Turmero is a city in the state of Aragua in northern Venezuela. It is the capital of Santiago Mariño Municipality.

The city was officially established on 27 November 1620 with the founding of a church, Iglesia Nuestra Señora de Candelaria, in an existing village.

Turmero had a station on the Great Venezuela Railway between Caracas and Valencia. This line opened in the 1890s and closed in the 1960s.

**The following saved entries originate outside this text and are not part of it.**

Issue #2438, opened 2020-05-19
pjmedia_conf_disconnect_port affect active connections


half-left:
**Describe the bug**
Conference bridge is compiled as pjmedia_conf implementation. Call of pjmedia_conf_disconnect_port change level adjustment for another listeners of source port.

**To Reproduce**

1. make three calls
2. connect via pjsua_conf_connect2 media port of call 1 to media port of call 2 with level 0.0 
3. connect via pjsua_conf_connect2 media port of call 1 to media port of call 3 with level 1.0 
4. disconnect via pjsua_conf_disconnect media port of call 1 from media port of call 2 
5. call 3 doesn't hear call 1

**Expected behavior**
call 3 hears call 1

**Desktop/Smartphone (please complete the following information):**

- Debian 10
- PJSIP
  - version: 2.9

sauwming:
I believe you have created a patch for this in the mailing list. Would you be willing to submit a PR so we can review it? Thanks.

PR #2439, opened 2020-05-20
Fix bug: level is not removed form src_port->listener_adj_level in pjmedia_conf_disconnect_port

half-left:
Fix for https://github.com/pjsip/pjproject/issues/2438


sauwming:
Tested here and the patch works fine.

PR #2441, opened 2020-05-20
Update video port to publish media events from videodev streams asynchronously

half-left:
Fix for https://github.com/pjsip/pjproject/issues/2440


sauwming:
We also have another fix to the issue in #2446. Since the issue can potentially happen for other media events as well, we think it would be better to fix it in pjsua-lib instead, i.e. by calling the `on_call_media_event()` asynchronously.

PR #2446, opened 2020-05-22
Call on_call_media_event() callback asynchronously to avoid deadlock

sauwming:
This is to prevent issues such as #2414 and #2440 .

### DIFF
--- a/pjsip/src/pjsua-lib/pjsua_media.c
+++ b/pjsip/src/pjsua-lib/pjsua_media.c
@@ -1513,6 +1513,20 @@ pj_status_t on_media_event(pjmedia_event *event, void *user_data)
     return status;
 }
 
+/* Call on_call_media_event() callback using timer */
+void call_med_event_cb(void *user_data)
+{
+    pjsua_event_list *eve = (pjsua_event_list *)user_data;
+    
+    (*pjsua_var.ua_cfg.cb.on_call_media_event)(eve->call_id,
+					       eve->med_idx,
+					       &eve->event);
+
+    pj_mutex_lock(pjsua_var.timer_mutex);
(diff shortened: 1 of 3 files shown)


pjsip/src/pjsua-lib/pjsua_media.c
```diff
@@ -1624,14 +1638,29 @@ pj_status_t call_media_on_event(pjmedia_event *event,
...
-	if (call) {
-	    (*pjsua_var.ua_cfg.cb.on_call_media_event)(call->index,
-						       call_med->idx, event);
-	} else {
+	pjsua_event_list *eve = NULL;
+ 
+    	pj_mutex_lock(pjsua_var.timer_mutex);
+
+    	if (pj_list_empty(&pjsua_var.event_list)) {
+            eve = PJ_POOL_ALLOC_T(pjsua_var.pool, pjsua_event_list);
```
nanangizz, line 1646: after a quick check, access to `pjsua_var.pool` should be protected by PJSUA lock, but unfortunately locking PJSUA lock is the cause of the deadlock, so the lock must be avoided. A solution is to use a specific pool which can be shared with pjsua timer (note that the pjsua timer also uses `pjsua_var.pool`, so it is buggy, but it can simply use PJSUA lock without a risk of deadlock).

pjsip/src/pjsua-lib/pjsua_media.c
```diff
@@ -1513,6 +1513,20 @@ pj_status_t on_media_event(pjmedia_event *event, void *user_data)
     return status;
 }
 
+/* Call on_call_media_event() callback using timer */
+void call_med_event_cb(void *user_data)
```
nanangizz, line 1517: static?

There is an important road junction at La Encrucijada de Turmero.

==Landmarks==
- Universidad Bicentenaria de Aragua (established in 1986)

==Notable people==
- Bobby Abreu (born 1974), professional baseball player
- Francisco José Cróquer (1920–1955), sportscaster and racing driver
- William Cuevas (born 1990), professional baseball player
- Francisco Linares Alcántara (1825–1878), President of Venezuela
- Yohan Pino (born 1983), professional baseball player
- Abraham Torres (born 1968), Olympic boxer
- José Luis Valbuena (born 1971), Pan American Games boxer
- Stephanie de Zorzi (born 1993), Model and Miss Earth Venezuela 2016

== See also ==
- List of cities and towns in Venezuela

==Sources==
- Turmero – Historia, geografía, personajes y cultura (Spanish)
- Turmero – Historia, huellas y testimonio (Spanish)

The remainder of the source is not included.